(Collected data entries)
Issue #10418, opened 2022-06-02
[installer] remove need for YAML overrides / leverage config surface


kylos101:
## Is your feature request related to a problem? Please describe

Leverage the config surface for:
1. blobserve
2. workspace-templates
3. ws-manager
4. ws-daemon
5. ws-proxy

## Describe the behaviour you'd like

We use [YAML overrides](https://github.com/gitpod-io/ops/tree/main/deploy/workspace/manifests) for deploying the saas.

They are [applied here](https://github.com/gitpod-io/ops/blob/f675f178f36820bc9bca47110aebd02c94f2aff5/deploy/workspace/gitpod-up.sh#L231-L307).

Ideally we'd have the shape (structure) for the configuration that we want in the installer, some of which may be experimental, with logical corresponding defaults.

Consider continuing to use YAML overrides for`agent-smith` too, unless it is very easy to include as part of this effort. **Note**: the config values we use for agent-smith must still be applied "at deploy time" and persisted in the Ops repo.

## Describe alternatives you've considered

n/a

## Additional context

Related issues (close as needed):
https://github.com/gitpod-io/gitpod/issues/7748
https://github.com/gitpod-io/gitpod/issues/7747
https://github.com/gitpod-io/gitpod/issues/7746
https://github.com/gitpod-io/gitpod/issues/7006

kylos101:
This was scheduled so that we 1) treat the installer config surface as the source of truth and 2) stop using override manifests when we deploy. Why? Recently other teams were making changes to workspace components, and they were unaware that we use manifest overrides (like with `ws-proxy`).

sagor999:
all changes are done in PRs referenced above.
Once all of them are merged, this task can be marked as done.

sagor999:
all PRs have been merged.

PR #11058, opened 2022-06-30
[installer] allow to specify agent smith config

sagor999:
## Description

Allows to specify agent smith config via installer yaml, as currently we overwrite configmap instead when deploying in SaaS.

## Related Issue(s)

Related to https://github.com/gitpod-io/gitpod/issues/10418

## Release Notes

```release-note
none
```

## Werft options:

- [ ] /werft with-preview

### DIFF
--- a/install/installer/pkg/components/agent-smith/configmap.go
+++ b/install/installer/pkg/components/agent-smith/configmap.go
@@ -9,6 +9,7 @@ import (
 
 	"github.com/gitpod-io/gitpod/agent-smith/pkg/config"
 	"github.com/gitpod-io/gitpod/installer/pkg/common"
+	"github.com/gitpod-io/gitpod/installer/pkg/config/v1/experimental"
 
 	corev1 "k8s.io/api/core/v1"
 	metav1 "k8s.io/apimachinery/pkg/apis/meta/v1"
@@ -29,10 +30,13 @@ func configmap(ctx *common.RenderContext) ([]runtime.Object, error) {
 		},
 	}
 
-	if ctx.Config.Experimental.AgentSmith != nil {
-		ascfg.Config = *ctx.Config.Experimental.AgentSmith
-		ascfg.Config.KubernetesNamespace = ctx.Namespace
-	}
+	_ = ctx.WithExperimental(func(cfg *experimental.Config) error {
+		if cfg.AgentSmith != nil {
+			ascfg.Config = *cfg.AgentSmith
+			ascfg.Config.KubernetesNamespace = ctx.Namespace
+		}
+		return nil
+	})
 
 	fc, err := common.ToJSONString(ascfg)
 	if err != nil {
--- a/install/installer/pkg/components/agent-smith/configmap.go
+++ b/install/installer/pkg/components/agent-smith/configmap.go
@@ -5,10 +5,8 @@
 package agentsmith
 
 import (
-	"encoding/base64"
 	"fmt"
 
-	"github.com/gitpod-io/gitpod/agent-smith/pkg/classifier"
 	"github.com/gitpod-io/gitpod/agent-smith/pkg/config"
 	"github.com/gitpod-io/gitpod/installer/pkg/common"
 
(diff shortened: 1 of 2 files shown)


install/installer/pkg/components/agent-smith/configmap.go
```diff
@@ -21,25 +19,20 @@ func configmap(ctx *common.RenderContext) ([]runtime.Object, error) {
...
+			Kubernetes:          config.Kubernetes{Enabled: true},
+			KubernetesNamespace: ctx.Namespace,
 			GitpodAPI: config.GitpodAPI{
 				HostURL: fmt.Sprintf("https://%s", ctx.Config.Domain),
 			},
 		},
 	}
 
+	if ctx.Config.AgentSmith != nil {
+		ascfg.Config = *ctx.Config.AgentSmith
```
aledbf, line 33: Can we overwrite `KubernetesNamespace` and `GitpodAPI` here?

sagor999: We can overwrite `KubernetesNamespace` but probably not `GitpodAPI` since it requires a token to be present as well. Unless it is already available somewhere in the installer yaml file? :thinking:

aledbf: I am sorry, I meant, to use the values from the installer as the source.

aledbf (approved):

utam0k (approved):

corneliusludmann (changes requested):
I really love the efforts to reduce the need for post-processing! That is awesome! :star_struck: 

---

**May I ask for a change in the Gitpod config surface?**

Although we use the Gitpod installer mainly internally, we want to make sure we maintain a stable Gitpod config struct and want to avoid that the public config surface getting too technical. Having the whole agent-smith config as part of the regular installer config feels quite intrusive to me. Every change in the agent-smith config has a direct effect on the Gitpod installer config and could introduce an incompatible config change. Community members that are using the installer directly would be affected by this.

If we want to make certain agent-smith config publicly available, we would ideally include a high-level config for it. E.g. a `block-list` config under the `workspace` section of this config. That would be more user-centric and does not need to understand what agent-smith actually is.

WHAT TO PRODUCE - Provide only the count of lines in the data above that include the string "done".

THE COMPLETED TASK - 2